Local leaders hold Zika meetings, request federal funds

Leaders in Miami-Dade and Broward counties met on Monday to strategize ways to protect the public from the Zika virus.

U.S. Rep. Debbie Wasserman Schultz, D-Fla., met with Hollywood Mayor Peter Bober to discuss how everyone in the Sunshine State can protect themselves against the virus. Wasserman Schultz said she is urging Congress to pass a law that would provide $1.9 billion in emergency federal funding to help combat the virus.

At a news conference, the congresswoman said steps need to be taken to help stop the spread of the virus before the start of the rainy season. “This is a crisis that will not wait for the slow wheels of Washington to turn,” she said. “I’m fighting to ensure that hospitals, medical teams and universities have the full resources they need to slow, stop and eventually end this virus, including funding to expedite a vaccine.”

Miami-Dade Mayor Carlos Gimenez is expected to discuss mosquito control efforts across the county. Florida Gov. Rick Scott also supports the allotment of government funds, saying the state of Florida needs this funding.

The Centers for Disease Control announced the virus is worse than previously thought. Officials believe the virus may appear in as many as 30 states and across the world.

There are currently 115 confirmed Zika cases of the Zika virus in Florida. CDC officials confirmed the latest, a travel-related case in Miami-Dade County, Monday afternoon. One American died from the virus two weeks ago.

The virus can be sexually transmitted. A pregnant mother can also transmit it to her fetus. Those babies are born with microcephaly, a medical condition in which the brain does not develop properly, resulting in an abnormally small head.

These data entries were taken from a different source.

PR #2986, opened 2026-04-02
tests: migrate to data-driven fixtures for feature presence

### LINKED ISSUE #2743: migrate feature tests fixtures to a JSON representation
it would be convenient for the feature test fixtures to be available as a JSON representation, so that other tools can read the test cases and assert that they also recognize the same features/functions/instructions.

williballenthin:
closes #2743

This PR refactors our test suite with the primary goal of making the feature tests data-driven; that is, we now have a collection of JSON files that describe where backends should find various features. This enables non-Python implementations of capa to demonstrate that they extract the features we'd expect.

Along the way, I also made some other cleanups. In particular, I tried to simplify `fixtures.py` a bit. I removed a lot of the symbolic extractors (e.g., `pma01_03_extractor`) since many were used only once or twice in other modules; I inlined this logic with more explicit code. I figure, more obvious code -> easier to mechanically port to another language. Pytest fixtures as magic test function parameter names is not that easy to reason about...

To the reviewers, I request a thorough review of not just the code style, but of the underlying implementation, design, decisions, etc. I think you should set aside an hour for this.

Here's how I'd recommend that you review these changes:
- read the new [`test_viv_extractor.py`](https://github.com/mandiant/capa/blob/data-fixtures-2/tests/test_viv_features.py) to see how a backend test now looks
- read [`tests/fixtures/features/README.md`](https://github.com/mandiant/capa/blob/data-fixtures-2/tests/fixtures/features/README.md) and [`static.json`](https://github.com/mandiant/capa/blob/data-fixtures-2/tests/fixtures/features/static.json) to see how the features are declared
- read [`fixtures.py`](https://github.com/mandiant/capa/blob/data-fixtures-2/tests/fixtures.py) for familiarity. don't read the diff, read the final.
- read various diffs when they're reasonable, but i'm afraid there's a bunch of churn, so it may not be easy to parse. focus on the end result, imho, and possibly ask Gemini for any hotspots.

To be clear, there's moderate risk here: I've translated the existing feature test cases to a new format, and I might have missed or corrupted some of them. In some scenarios, I tried to consolidate feature test cases (like when IDA only worked on some samples, and Ghidra on a different set) and it's possible that I mangled the underlying intent. However, I did my best and the test suite probably high quality. I believe we should accept this risk, but you should think about this, too.

### Checklist

### DIFF
--- a/capa/rules/__init__.py
+++ b/capa/rules/__init__.py
@@ -360,7 +360,7 @@ def translate_com_feature(com_name: str, com_type: ComType) -> ceng.Statement:
 
 
 def parse_int(s: str) -> int:
-    if s.startswith("0x"):
+    if s.startswith(("0x", "-0x")):
         return int(s, 0x10)
     else:
         return int(s, 10)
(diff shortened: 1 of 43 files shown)


tests/fixtures.py
```diff
@@ -59,6 +61,53 @@
...
+        return capa.features.common.Regex(raw_value)
+
+    if key in ("number", "offset"):
+        value = int(raw_value, 0)
+    elif key == "bytes":
+        value = capa.rules.parse_bytes(raw_value)
+    else:
+        value = raw_value
+
+    FeatureClass = capa.rules.parse_feature(key)
```
williballenthin: i wonder if we can/should merge this functionality into `capa.rules.parse_feature`

williballenthin:
todo:
 - Remove hardcoded paths from get_data_path_by_name (tests/fixtures.py:1009) once consumers migrate
  to get_fixture_file_path(key). Carrying two sources of truth for sample paths will drift.
 - Truncate long ids in _fixture_test_id for bytes/string features.
 - Document build_feature as a public test-support helper if it's going to be called from tests/, or
  keep it private and expose a narrow test shim instead.
 - Bridge cleanup: add a # TODO: remove after test_binexport_features.py migrates next to
  FEATURE_PRESENCE_TESTS/FEATURE_COUNT_TESTS_GHIDRA reconstruction, so future readers know the status.
 - Tag validation is strict, which is good, but adding a new feature type or scope means remembering
  to extend three places: FEATURE_TYPE_TAGS / SCOPE_KIND_TAGS / get_feature_type_tag. Consider a single
   source of truth (derive the tag set from the function rather than duplicating).

capa/rules/__init__.py
```diff
@@ -369,7 +369,7 @@ def translate_com_feature(com_name: str, com_type: ComType) -> ceng.Statement:
 
 
 def parse_int(s: str) -> int:
-    if s.startswith("0x"):
+    if s.startswith(("0x", "-0x")):
```
mr-tz, line 364: (how) did this work before?

capa/rules/__init__.py
mr-tz, line 1: idea: can you show that the changes here work with the current tests so we have some reassurance there?

tests/fixtures/features/static.json
```diff
@@ -0,0 +1,1850 @@
...
+    {
+      "file": "pma16-01",
+      "location": "function=0x4021B0",
+      "feature": "substring: HTTP/1.0",
+      "explanation": "basic substring"
+    },
+    {
+      "file": "pma16-01",
+      "location": "function=0x402F40",
+      "feature": "string: /PRACTICALmalwareANALYSIS/i",
```
mr-tz, line 652: this was a Regex test before - do we still want to test Regex more explicitly? I guess `string: /whatever/` syntax implicitly means regex. same for substring below.

tests/fixtures/features/static.json
```diff
@@ -0,0 +1,1850 @@
...
+      "location": "function=0x401A77",
+      "feature": "api: kernel32.CreatePipe",
+      "explanation": "API is present, and DLL name is ignored"
+    },
+    {
+      "file": "c91887",
+      "location": "function=0x401A77",
+      "feature": "api: CreatePipe",
+      "explanation": "API resolved from call to GetProcAddress"
+    },
```
mr-tz, line 596: via Gemini
```
  5a. In  master , there was a test case  ("c91887...", "function=0x401A77", capa.features.insn.API("kernel32.SetHandleInformation"), False) .
  5b. This test case appears to be missing from  static.json .
```

mr-tz: just to confirm this was intentional

tests/fixtures/features/static.json
```diff
@@ -0,0 +1,1850 @@
...
+    {
+      "key": "pma16-01",
+      "path": "data/Practical Malware Analysis Lab 16-01.exe_",
+      "tags": ["static"]
+    },
+    {
+      "key": "7351f.elf",
+      "path": "data/7351f8a40c5450557b24622417fc478d.elf_",
+      "tags": ["elf", "static"]
```
mr-tz, line 31: can we derive elf from the file name or is it better to be explicit here with the tags? it's some duplication

tests/fixtures/features/static.json
```diff
@@ -0,0 +1,1850 @@
...
+    },
+    {
+      "key": "c91887",
+      "path": "data/c91887d861d9bd4a5872249b641bc9f9.exe_",
+      "tags": ["static"]
+    },
+    {
+      "key": "2bf18d",
+      "path": "data/2bf18d0403677378adad9001b1243211.elf_",
+      "tags": ["elf", "static", "symtab"]
```
mr-tz: symtab seems to be a different "scope"? the tests themselves test the elf detection so maybe we want to adjust?

tests/fixtures/features/static.json
```diff
@@ -0,0 +1,1850 @@
...
+      "tags": ["static"]
+    },
+    {
+      "key": "ea2876",
+      "path": "data/ea2876e9175410b6f6719f80ee44b9553960758c7d0f7bed73c0fe9a78d8e669.dll_",
+      "tags": ["static"]
+    },
+    {
+      "key": "pma01-01.frz",
+      "path": "fixtures/freeze/Practical Malware Analysis Lab 01-01.dll_.frz"
```
mr-tz: just for clarification, no tag means what?
is this test (are all listed tests) currently used?

tests/fixtures/features/README.md
```diff
@@ -0,0 +1,170 @@
...
+## Known bugs and marks
+
+Known backend bugs should be represented in the fixture manifests through backend-specific marks.
+
+Backends should not usually edit the shared JSON manifests just to avoid a fixture. they should prefer selecting or excluding fixtures through backend policy.
+
+The main reason to keep marks in JSON is to record known exceptions such as:
+
+- a backend-specific `xfail`
+- a backend-specific `skip`
```
mr-tz: Can we move this to the extractor/backend code instead to not mix test data with the backend-specific control - or is that exactly the point here?

tests/fixtures/features/vmray.json
mr-tz, line 1: LGTM!

tests/data
mr-tz, line 1: file not needed anymore?

tests/test_dynamic_span_of_calls_scope.py
```diff
@@ -65,7 +65,14 @@ def filter_threads(extractor: DynamicFeatureExtractor, ppid: int, pid: int, tid:
...
 def get_0000a657_thread3064():
-    extractor = fixtures.get_cape_extractor(fixtures.get_data_path_by_name("0000a657"))
+    extractor = fixtures.get_cape_extractor(
+        fixtures.CD
+        / "data"
+        / "dynamic"
+        / "cape"
+        / "v2.2"
+        / "0000a65749f5902c4d82ffa701198038f0b4870b00a27cfca109f8f933476d82.json.gz"
+    )
```
mr-tz, line 74: this is good

tests/test_idalib_features.py
```diff
@@ -12,75 +12,65 @@
...
 
 logger = logging.getLogger(__name__)
 
-idalib_present = capa.features.extractors.ida.idalib.has_idalib()
+idalib_present = idalib.has_idalib()
 if idalib_present:
     try:
-        import idapro  # noqa: F401 [imported but unused]
+        if True:
+            import idapro  # noqa: F401 [imported but unused]
```
mr-tz: what does this do here?

rules
mr-tz, line 1: regression?

mr-tz (commented):
nice work, great step into a data-driven test direction - a few comments to discuss inline

tests/fixtures/features/static.json
mr-tz: maybe do this analogous to [test_os_detection.py](https://github.com/mandiant/capa/pull/2986/changes#diff-7a87feb84c657089ab9fd24e5075773a7bef1bfa524e26a28293f1a4cbaa99a5)?

tests/test_idalib_features.py
williballenthin: idapro has to be imported first, because it messes with sys.path

but isort likes to reorder it
so i put it in a `if True` block to force it to show up first

tests/fixtures/features/README.md
williballenthin: it probably does belong with the backend, to keep things localized.

however, when we do that, then the claim "viv xfails test-123" becomes hard to read because the test case definition isn't found in test_viv_features, so you have to go back to the json to find it.

ideally, there are only a small number of these things corresponding to real, known bugs or regressions. otherwise the include/exclude selectors should be used instead. so that was my middle ground.

happy to discuss further. this was a great point to raise @mr-tz

tests/fixtures/features/static.json
williballenthin: good question. maybe it isn't used? that seems wrong. i'll add a lint for this and figure out whats going on with this one.

- [x] add lint
- [x] figure out if this actually tests anything or if its dead code/test

tests/fixtures/features/static.json
williballenthin: - [ ] migrate symtab tests to explicit test functions like test_os_detection

tests/fixtures/features/static.json
williballenthin: i suppose we could try to derive it, but tbh, i think we should be more explicit here rather than rely on too much logic.

tests/fixtures/features/static.json
williballenthin: i did remove a few fixtures that were testing the same thing over and over, but i will double check, thanks!

- [x] confirm checking for kernel32.SetHandleInformation doesn't add much value

also there were a couple tests that i removed due to the way we parse the feature; its no longer easy to test for the absence of the dll name in the feature. (we drop it during the parsing of features, and now i've unified all the code paths)

tests/fixtures/features/static.json
williballenthin: yeah, we use the same syntax here as would be in a rule, so now we use `string: /.../` instead of `regex: ...`

substring probably needs its own tests though, good point

- [x] add a feature test fixture for `substring`

capa/rules/__init__.py
williballenthin: good idea. i can probably do this on a one-off, local basis and screenshot my work.

- [x] one-time regression check for rule parsing/handling

capa/rules/__init__.py
williballenthin: this might warrant some more research. i wonder if it interplays with how we represent negative numbers vs. twos-complement. but the test cases work...

capa/rules/__init__.py
mr-tz: that'd be great

tests/fixtures/features/static.json
mr-tz: sounds good!

tests/fixtures/features/README.md
mr-tz: gotcha, the "so you have to go back to the json to find it" is a good point to keep as is

tests/test_idalib_features.py
mr-tz: ack, maybe add a comment on this

capa/rules/__init__.py
williballenthin: for our real-world rules, ruamel handled parsing `-0x??` into a negative int.

for our test cases, we didn't have any test cases with features like `-0x??` so this line would never trigger.

so, i believe there's no issue here, and the new code is more correct because now we have tests for this case.

tests/fixtures/features/static.json
williballenthin: confirmed, this test is no longer needed due to the way we now parse features from these test cases.

tests/fixtures/features/static.json
williballenthin: addressed in 766d555

tests/fixtures/features/static.json
williballenthin: added in 5eec0489

capa/rules/__init__.py
williballenthin: image

(note: AI)

mr-tz (commented):
looking like it's on a good track!

williballenthin:
awaiting CI outcome. i have no further pending TODOs, so recommend a full review and decision on whether to merge.

capa/rules/__init__.py
mr-tz: neat, thanks!

mr-tz:
Ha! Just went through it so assuming CI passes, we're good to go IMHO.

mr-tz (approved):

Experts cautioned residents to make sure there is no standing water around their property. A single mosquito can lay up to 300 eggs at a time.

While Brazil is currently experiencing the largest outbreak, it has spread to at least 20 other Latin American countries.

Zika’s symptoms include rash, fever, joint pain and red eyes. It currently lasts seven to 10 days.

There is a 24-hour Zika hotline in Florida to answer questions and concerns. That number is 855-622-6735.